Ce à quoi on s'attendait, somme toute. Autre chose est importante, et le président géorgien l'a dit au cours de sa conférence de presse finale : la question des bases n'est plus un obstacle aux relations entre les deux pays. Ce qui peut être considéré comme le résultat clef de la visite.

Comme son autre épisode : M.Saakachvili a invité Moscou à ne pas considérer telle ou telle démarche de la Géorgie dans le domaine de la sécurité comme tendant à léser les intérêts de la Russie. A plusieurs reprises, il a souligné qu'après le retrait des bases militaires russes, aucune autre base étrangère, notamment américaine, ne ferait son apparition sur le sol géorgien. Certes, les assurances verbales ne donnent pas de garanties totales, mais elles ont quand même du poids.
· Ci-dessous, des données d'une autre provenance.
PR #3677, opened 2020-12-14
HHH-14370 + HHH-14371 + HHH-14372 - Add required --add-opens options for Gradle, Weld, Javassist

yrodiere:
https://hibernate.atlassian.net/browse/HHH-14370
https://hibernate.atlassian.net/browse/HHH-14371
https://hibernate.atlassian.net/browse/HHH-14372

Workaround for https://github.com/gradle/gradle/issues/15538 , and a few more `--add-opens` to make tests work when illegal access is disabled. Strangely, we weren't using `--illegal-access=deny`? Anyway, JDK16-ea28 makes that the default.

This should fix compilation and tests on JDK16-ea28.
See https://ci.hibernate.org/view/Personal%20jobs/job/hibernate-orm-personal-yoann-jdk16/20/

Please do not backport to 5.4 yet: we need to backport the upgrade to toochains first.


yrodiere:
I added a few commits to also fix tests.

Sanne (approved):
Thanks!
I assume we should backport it?

yrodiere:
>  I assume we should backport it?

Yes, but only after we backport the toolchain support.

En l'occurrence, M.Saakachvili se rend compte de la situation réelle de son pays et fait la déclaration, notamment destinée à Moscou : aucun des Etats ne saura rivaliser avec la Russie quant à son influence en Géorgie. A Tbilissi, on n'oublie pas que le marché russe est le plus proche et, à ce jour, peut-être l'unique en mesure de digérer les produits géorgiens. D'autre part, la Géorgie a besoin d'investissements et d'électricité russes.

Malgré la dette géorgienne - 160 millions de dollars pour des produits énergétiques russes - la fourniture d'électricité et de gaz aux consommateurs géorgiens se poursuit.

Cela s'inscrit dans le cadre de la politique qu'applique Moscou dans l'espace de la CEI. Il veut que les membres de la Communauté reconnaissent de bon gré son leadership, s'appuyant sur ses succès économiques et ses réalisations sociales. Des premiers pas ont déjà été accomplis en ce sens.

De son côté, Tbilissi reconnaît que "sans une participation active de la Russie et sa bonne volonté, il est impossible de régler le problème abkhaz". La Géorgie est prête à poursuivre les négociations à ce sujet, sur la base du sommet russo-géorgien avec la participation des représentants abkhaz en mars 2003 à Sotchi. A l'époque, ses participants ont accepté de coopérer sur trois axes : le retour des réfugiés dans le district de Gali en Abkhazie, le rétablissement de la communication ferroviaire à travers l'Abkhazie et la modernisation du chapelet des centrales hydrauliques sur l'Ingouri.

M.Saakachvili estime que "l'année 2004 sera celle d'actions énergiques dans cette direction", mais, de toute évidence, toute percée ne sera possible qu'après le changement de la direction abkhaze. En tout état de cause, nous voyons que ces actes doivent être prévisibles et paisibles. C'est ce qu'il fallait rappeler en l'occurrence.

A Moscou, la décision a été prise de rétablir les travaux de la Commission mixte pour la coopération économique et commerciale. Les Russes comptent également que les parties reprendront leur travail sur le Traité cadre. A sa conférence de presse finale, Mikhaïl Saakachvili a exprimé l'espoir que sa signature aurait lieu à Tbilissi en automne prochain, pendant la visite du président russe Vladimir Poutine.

Moscou préfère ne pas évoquer les délais de signature de ce Traité ni ceux de visite du président russe dans la capitale géorgienne. Il semble qu'à Moscou, on préfère se persuader d'abord que toutes les paroles chaleureuses prononcées ces derniers temps par le président Saakachvili à l'adresse de la Russie seront traduits dans les actes. Pour l'instant, le numéro un géorgien assure que l'axe russe de la politique étrangère de Tbilissi sera "dominant".